Material for the task START

PR #358, opened 2019-11-15
Results intro panel

cookkate:
Make a new data-light results intro panel for the top of results infographics, offering definitions and an overview (maybe some PI data)


client/src/panels/panel_declarations/results/results_intro.js
```diff
@@ -0,0 +1,123 @@
...
+      const {
+        subject,
+        panel_args,
+      } = calculations;
+  
+      return (
+        <InfographicPanel
+          title={text_maker("results_intro_title")}
+          sources={sources}
+          allowOverflow
```
Stephen-ONeil: Just curious, what case is the overflow needed for?

client/src/panels/panel_declarations/results/results_intro.js
```diff
@@ -0,0 +1,123 @@
...
+        switch (level){
+          case 'dept':
+            return ResultCounts.get_dept_counts(subject.id);
+          case 'gov':
+            return ResultCounts.get_gov_counts();
+        }
+      })();
+
+      if(verbose_counts[`${latest_drr_doc_key}_total`] < 1){
+        return false;
```
Stephen-ONeil: Hmm, it would take complicating the text a bit (well, adding some conditionals to the yaml, which I know you don't like), but I think it would be good for this panel to display as long as the subject has EITHER the latest DRR or the latest DP.

I don't know any cases of it off the top of my head, but I think it would read right now in the case where a department has a DP but no DRR, as the panel will display but the DRR text will be full of 0's.

cookkate: Oh yeah good point. I think the DP and DRR text are separate keys so the conditional can be in the JS 😜

client/src/models/results.js
```diff
@@ -480,6 +480,7 @@ const drr_docs = {
     year_short: run_template('{{pa_last_year_short_second}}'),
     has_resources: true,
     could_have_previous: false,
+    doc_url: "https://www.canada.ca/en/treasury-board-secretariat/services/departmental-performance-reports/2017-18-departmental-results-reports.html",
```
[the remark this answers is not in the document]
cookkate: D'oh

client/src/panels/panel_declarations/results/results_intro.js
Stephen-ONeil: Aha, that works too!

Stephen-ONeil:
Here's my take on the government level text:

"Starting in April 2018, the public service migrated to a new results reporting structure based on the Policy on Results. This new reporting structure consists of a Departmental Results Framework and a Program Inventory for each organization.

Under this policy, organizations are made up of Core Responsibilities and their corresponding Programs. Core Responsibilities and Programs both seek to achieve certain results on a yearly or ongoing basis. Each result declares one or more indicator target by which its performance will be assessed.

Across all 2019-20 Departmental Plans, the Government is seeking to achieve 1,616 results, measured by 2,759 indicators. The assessed performance of these planned results for 0 Core Responsibilities and 0 Programs will be reported on in Fall 2020.

Across all 2017-18 Departmental Results Reports, the Government sought to achieve 1,934 results,  measured by 2,994 indicators. A results status was assigned to each indicator across the X Core Responsibilities and X Programs reported on."

Aside from the shared changes to the first two paragraphs, I think dept level text is good as-is!

client/src/panels/panel_declarations/results/results_intro.js
```diff
@@ -0,0 +1,143 @@
...
+        subject,
+        is_gov,
+        summary_result_counts,
+        doc_urls,
+      };
+    },
+    render({ calculations, sources}){
+      const {
+        subject,
+        panel_args,
```
Stephen-ONeil: This `subject` should be the same as the `subject` on `panel_args`, right? This and line `136` may be redundant. Minor, but gave me pause and I could see future developers also stopping to wonder wether or not these are supposed to be the same subjects too.

client/src/panels/panel_declarations/results/results_intro.js
```diff
@@ -0,0 +1,143 @@
...
+
+      const summary_result_counts = {
+        dp_results: verbose_counts[`${latest_dp_doc_key}_results`],
+        dp_indicators: verbose_counts[`${latest_dp_doc_key}_indicators`],
+        drr_results: verbose_counts[`${latest_drr_doc_key}_results`],
+        drr_indicators: verbose_counts[`${latest_drr_doc_key}_total`],
+        num_crs: is_gov ? 0 : verbose_counts.num_crs,
+        num_programs: is_gov ? 0 : verbose_counts.num_programs,
+        depts_with_dps: is_gov ? verbose_counts.depts_with_dps : 1,
+        depts_with_drrs: is_gov ? verbose_counts.depts_with_drrs : 1,
```
Stephen-ONeil: Could you break these cases down for me?  Is this right:
  - `depts_with_...` are 1 for non-gov because they self count? 
  - `num_crs/programs` is 0 for the government because it doesn't directly have any of either (and rolling up from departments isn't the right choice because...?)

I didn't look to heavily, but are the special cases of either necessary? If not, maybe just filter out the un-needed fields in the special case isntances.

client/src/panels/panel_declarations/results/results_intro_text.yaml
```diff
@@ -0,0 +1,77 @@
...
+
+
+reports_links_text:
+  transform: [handlebars,markdown]
+  en: |
+    The most recent {{ext_link "Departmental Plans" dp_url}}
+    and {{ext_link "Departmental Results Reports" drr_url}} can be found on canada.ca.
+  fr: |
+    Vous trouverez les plus récents {{ext_link "plans ministériels" dp_url}} et {{ext_link "rapports sur les résultats ministériels" drr_url}}
+    à canada.ca.
```
Stephen-ONeil: Maybe also clarify that the data can also be found here? Someone who doesn't know may take this as us telling them to stop wasting their time on InfoBase and follow that link.

PR #362, opened 2019-11-19
export button in rpb for simple view

### LINKED ISSUE #302: RPB should provide an export button on summary reports
Always a bit confusing that an export button is available for granular data but not summary data, especially since summary is the default (so users looking for a download might bounce without ever seeing the option).

ktw1016:
fixes #302


cookkate:
I'm not sure this is working in IE? You should rebase off of Stephen's branch to get the fixed clipboard functionality.

PR #373, opened 2019-11-21
Test service data

Stephen-ONeil:
TODO:
  - [x] some fields missing in this test data (service scope, etc.)
  - [x] snapshot tests
  - [x] before merging, disable this all behind a feature flag

This is largely a 1-to-1 representation of the denormalized Titan output. Hopefully we'll get the pipeline involved and clean things up some what before we start using the data in production (might actually want to end up somewhere in between the totally normalized and totally denormalized representations that Titan can produce).


server/src/models/services/models.js
```diff
@@ -0,0 +1,94 @@
...
+  model_singleton.define_model("ServiceStandard", ServiceStandardSchema);
+  model_singleton.define_model("Service", ServiceSchema);
+  
+  const {
+    Service,
+  } = model_singleton.models;
+
+  const loaders = {
+    services_by_org_id: create_resource_by_foreignkey_attr_dataloader(Service, 'org_id'),
+    services_by_program_id: create_resource_by_foreignkey_attr_dataloader(Service, 'program_ids'),
```
cookkate: Does this work for a list of IDs?

Stephen-ONeil: Yes (haha, took me a while to verify this because I forgot about the distinction between `.load` and `.loadMany`).

E.g. `services_by_program_id.loadMany(["TBC-BXA01", "TBC-BXA02"])` returns 
```
[
  [...services with TBC-BXA01 in their program_ids array],
  [...services with TBC-BXA02 in their program_ids array],
]
```

PR #387, opened 2019-11-28
Run client prod builds in parallel in build_all.sh

Stephen-ONeil:
TODO:
  - [x] make sure they still exit properly on error
  - [x] make sure standard error from  background processes gets through to the terminal
  - [x] maybe add a spinner
  - [x] could try taking this all the way and doing four parallel builds for the languages too. Webpack has some amount of overhead for each process and also some amount of optimization/reuse when doing multiple builds in one process. If it's faster or not is probably totally up to system resources (and it will probably put the MacBook Airs in helicopter mode). Worth a try though! 
    - four parallel builds is maybe thirty seconds slower locally but maybe a whole minute faster in CI. Gonna keep an overwhelming majority of this script's use is in CI!


Stephen-ONeil:
Only have one CI run worth of data on this, but it saved about one and a half minutes compared to the previous run! That ain't nothing.

PR #389, opened 2019-11-28
Fresh pull of pipeline data

Stephen-ONeil:
Should be good, just leaving some time to test before merging and releasing


data/glossary.csv
```diff
@@ -241,7 +218,30 @@ Chaque programme devrait avoir une méthode d’intervention principale. Toutefo
...
-"INDET_PEOPLE","Indeterminate Employee","Employé nommé pour une période indéterminée","Indeterminate / Permanent employees are persons appointed to the Public Service whose tenure in the position is of an unspecified duration.","Par « employé permanent ou nommé pour une période indéterminée », on entend toute personne nommée à un poste de la fonction publique pour une période indéfinie."
+"INDET_PEOPLE","Indeterminate Employee","Employé nommé pour une période indéterminée","""Employee Type refers to the nature of the appointment to the Public Service. There are four employee types: casual, student, term, indeterminate (including seasonal indeterminate).
```
cookkate: There's a triple quotation mark here. Is that intended/going to mess with things?

Stephen-ONeil: Oops, thought I'd fixed that in the source. I'll hotfix it before merging here and double check upstream when I'm in the office.

cookkate: :+1:

Stephen-ONeil: Oh, wait, I think pipeline didn't pull in the current glossary, this is a version before my latest corrections. I'll just drop the glossary changes from this PR and remind pipeline to make sure they grab a newer glossary source before the next run (thought maybe they always did or had automated that, but maybe not).

PR #391, opened 2019-11-29
Service Inventory prototype

cookkate:
Still a work in progress, but ready for a review at this point.

TODO:

intro:
- [x] add number of services for this dept

service fees donut:
- [x] fix $ sign in label
- [ ] table version

ID methods bar chart:
- [ ] is this the best way to display this? maybe paired bar would be better than stacked?
- [x] Legend text is based on data keys, need to process these through textmaker. Would be easier with an updated nivo 😔
- [x] y axis doesn't look good (too many numbers) in cases where there's a low number of services:
Screen Shot 2020-01-09 at 10 57 56 AM
- [ ] look at real data -- how is the data quality for this? The question may have been worded "are you collecting this, not are you using it"

communication channel bar:
- [x] rotate x axis labels
- [x] panel layout
- [ ] NAs exist
- [ ] only show columns with non-NA values
- [ ] "service transactions" or "Applications" (if it doesn't have enq & visit)

digital status heatmap:
- [x] redesign tooltip more better
- [x] panel layout
- [x] text maker for top axis labels
- [ ] fix text in table view (currently true/false/NaN, should be bilingual)
- [ ] some text: E-enablement, "not applicable" (instead of not available), look at real data, "end to end online service" something that is all true or NA, "client interaction points"
- [ ] fix order of rows between graph and table

related programs:
- [ ] make this. venn diagram? network?

client groups:
- [ ] make this

standards:
- [ ] look into standards

misc:
- [x] swap the icon being used for the services graphic for a ~headset~ id card
- [x] add a switch to show the table view
- [ ] add option to show full list of services by this metric
- [x] make sure all the text is medium size
- [ ] fix padding around the text
- [ ] right-align the swap-to-table button
- [ ] set state to table for the a11y view
- [ ] add services route to CI
- [ ] add X and Y axis labels to all graphs
- [ ] add links to data
- [ ] look at the policy on service and digital


client/src/panels/panel_declarations/services/services_channels.js
```diff
@@ -0,0 +1,164 @@
...
+    } = this.props;
+    const { selected_service_id } = this.state;
+    const colors = infobase_colors();
+
+    const data_keys = ["telephone_enquires",	"website_visits",	"online_applications",	"in_person_applications",	"mail_applications",	"other_channel_applications"];
+
+    const all_services = _.chain({})
+      .mergeWith(..._.map(panel_args.services, serv=>_.pick(serv,data_keys)),_.add)
+      .merge({name: text_maker("all"), id: "all"})
+      .value();
```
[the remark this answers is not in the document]
Stephen-ONeil: Haha, I'm basically lodash golfing now. Note: untested!
```
_.chain(panel_args.services)
  .map( service => _.pick(service, data_keys) )
  .flatMap( _.toPairs )
  .groupBy( _.first )
  .mapValues( (key_value_pairs) => _.reduce(key_value_pairs, (sum, [key, value]) => sum + value, 0) )
  .merge({name: text_maker("all"), id: "all"})
  .value();
```

client/src/panels/panel_declarations/services/services_channels.js
```diff
@@ -0,0 +1,164 @@
...
+    
+    const selected_title = selected_service.name;
+
+    const bar_data = _.chain(data_keys)
+      .map(key => ({
+        number: selected_service[key],
+        label: text_maker(`label_${key}`),
+      }) )
+      .each(obj => {obj[text_maker("number_of_enquiries")] = obj.number;})
+      .value();
```
Stephen-ONeil: Mutation,  😝. We've got a good syntax for declaring objects with variable keys these days, can write this as:
```
const bar_data = _.map(
  data_keys,
  key => ({
    number: selected_service[key],
    [text_maker("number_of_enquiries")]: selected_service[key],
    label: text_maker(`label_${key}`),
  })
);
```

client/src/panels/panel_declarations/services/services_channels.js
```diff
@@ -0,0 +1,164 @@
...
+
+    const options = _.chain([all_services])
+      .concat(panel_args.services)
+      .map(({name, id}) => ({
+        id,
+        display: name,
+      }) )
+      .value();
+    
+    const all_feedback_channels = ["Online", "Postal Mail", "Fax", "Email", "In-Person", "Telephone"];
```
Stephen-ONeil: Might be useful to put these, and the `data_keys` too, somewhere like business constants, on as properties of the Services subject? They feel like something useful to have a single source of truth for. Check me on that, I'm not as close to this stuff as you at the moment.

client/src/panels/panel_declarations/services/services_channels.js
```diff
@@ -0,0 +1,164 @@
...
+
+    const feedback_channel_statuses = _.reduce(all_feedback_channels, (result, channel) => {
+      result.push({
+        id: channel,
+        label: channel,
+        color: _.includes(selected_service.feedback_channels, channel) ? colors(0) : null,
+      });
+      return result;
+    }, []);
```
Stephen-ONeil: Unless I'm missing something, this could be a map instead?

client/src/panels/panel_declarations/services/services_digital_status.js
```diff
@@ -0,0 +1,151 @@
...
+
+const ServicesDigitalPanel = ({panel_args}) => {
+
+  const data_keys = ["account_reg_digital_status", "authentication_status", "application_digital_status", "decision_digital_status", "issuance_digital_status", "issue_res_digital_status"];
+
+  const heatmap_data = _.chain(panel_args.services)
+    .map(serv=>_.pick(serv,_.concat(["name"], data_keys)))
+    .map(serv=>_.each(serv, (value, key)=>{
+      if(value===null) serv[key] = NaN;
+      if(_.includes(data_keys, key)) serv[text_maker(key)] = serv[key];
```
Stephen-ONeil: What is this, the Witcher?

That was a mutations joke.

cookkate: Ugh yeah, this is hacky, I should remake those objects. Nivo tends to be pretty free about presenting keys which is particularly problematic for us because of the need to put all text through text_maker.

client/src/models/services.js
```diff
@@ -17,9 +17,14 @@ const Service = class Service extends static_subject_store(){
   static get type_name(){ return 'service'; }
   static get singular(){ return trivial_text_maker("service"); }
   static get plural(){ return trivial_text_maker("services"); }
+  static get_by_dept(org_id){
+    return _.filter(Service.get_all(), serv => serv.subject.id === org_id);
+  }
   get level(){ return "service"; }
   get guid(){ return `service_${this.id}`; }
 
+  get subject(){ return Dept.lookup(this.org_id); }
```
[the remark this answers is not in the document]
cookkate: That, plus consistency with the rest of the infobase that tends to use subject.

client/src/components/DisplayTable.js
```diff
@@ -114,7 +114,7 @@ export class DisplayTable extends React.Component {
                   column_keys, 
                   col => (
                     <td key={col}>
-                      {col_data[col]}
+                      {`${col_data[col]}`}
```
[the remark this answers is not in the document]
cookkate: I had some data being stored as true or false rather than strings and this was a hack to get it to show up (rather than just be blank). I'll add a TODO to change it since that will have to be changed either way to accommodate translation.

client/src/panels/panel_declarations/services/services_channels.js
```diff
@@ -0,0 +1,164 @@
...
+  }
+  
+  render(){
+    const {
+      panel_args,
+    } = this.props;
+    const { selected_service_id } = this.state;
+    const colors = infobase_colors();
+
+    const data_keys = ["telephone_enquires",	"website_visits",	"online_applications",	"in_person_applications",	"mail_applications",	"other_channel_applications"];
```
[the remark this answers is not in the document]
cookkate: fixed

client/src/panels/panel_declarations/services/services_channels.js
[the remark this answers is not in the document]
cookkate: Seems to work!

client/src/panels/panel_declarations/services/services_channels.js
cookkate: A lot of the services data has constants like these that are relevant for a single aspect of the services (in this case they're the possible values of the available feedback channels) but nowhere else. I think there's more of these than exist for the other data we've got.

Probably `client/src/models/services.js` is the right spot for them, but fair warning there's going to be a bunch...

ktw1016:
Digital Status panel:
- [ ] Minor but colour of non-digital option could be more distinct from digital option
- [ ] Solid checkboxes for legend
- [ ] Needs table view

Communication Channels panel:
- [ ] Can we get rid of dropdown, show stacked bar chart of toggle-able programs?
- [ ] Remove empty values

Identification methods panel:
- [ ] fix y-axis

ktw1016:
Closed in favor of #672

Material for the task END

Copy the lines above exactly, from the very first through the one containing "Here's my take", and include no other line.

Solution to this problem
PR #358, opened 2019-11-15
Results intro panel

cookkate:
Make a new data-light results intro panel for the top of results infographics, offering definitions and an overview (maybe some PI data)


client/src/panels/panel_declarations/results/results_intro.js
```diff
@@ -0,0 +1,123 @@
...
+      const {
+        subject,
+        panel_args,
+      } = calculations;
+  
+      return (
+        <InfographicPanel
+          title={text_maker("results_intro_title")}
+          sources={sources}
+          allowOverflow
```
Stephen-ONeil: Just curious, what case is the overflow needed for?

client/src/panels/panel_declarations/results/results_intro.js
```diff
@@ -0,0 +1,123 @@
...
+        switch (level){
+          case 'dept':
+            return ResultCounts.get_dept_counts(subject.id);
+          case 'gov':
+            return ResultCounts.get_gov_counts();
+        }
+      })();
+
+      if(verbose_counts[`${latest_drr_doc_key}_total`] < 1){
+        return false;
```
Stephen-ONeil: Hmm, it would take complicating the text a bit (well, adding some conditionals to the yaml, which I know you don't like), but I think it would be good for this panel to display as long as the subject has EITHER the latest DRR or the latest DP.

I don't know any cases of it off the top of my head, but I think it would read right now in the case where a department has a DP but no DRR, as the panel will display but the DRR text will be full of 0's.

cookkate: Oh yeah good point. I think the DP and DRR text are separate keys so the conditional can be in the JS 😜

client/src/models/results.js
```diff
@@ -480,6 +480,7 @@ const drr_docs = {
     year_short: run_template('{{pa_last_year_short_second}}'),
     has_resources: true,
     could_have_previous: false,
+    doc_url: "https://www.canada.ca/en/treasury-board-secretariat/services/departmental-performance-reports/2017-18-departmental-results-reports.html",
```
[the remark this answers is not in the document]
cookkate: D'oh

client/src/panels/panel_declarations/results/results_intro.js
Stephen-ONeil: Aha, that works too!

Stephen-ONeil:
Here's my take on the government level text:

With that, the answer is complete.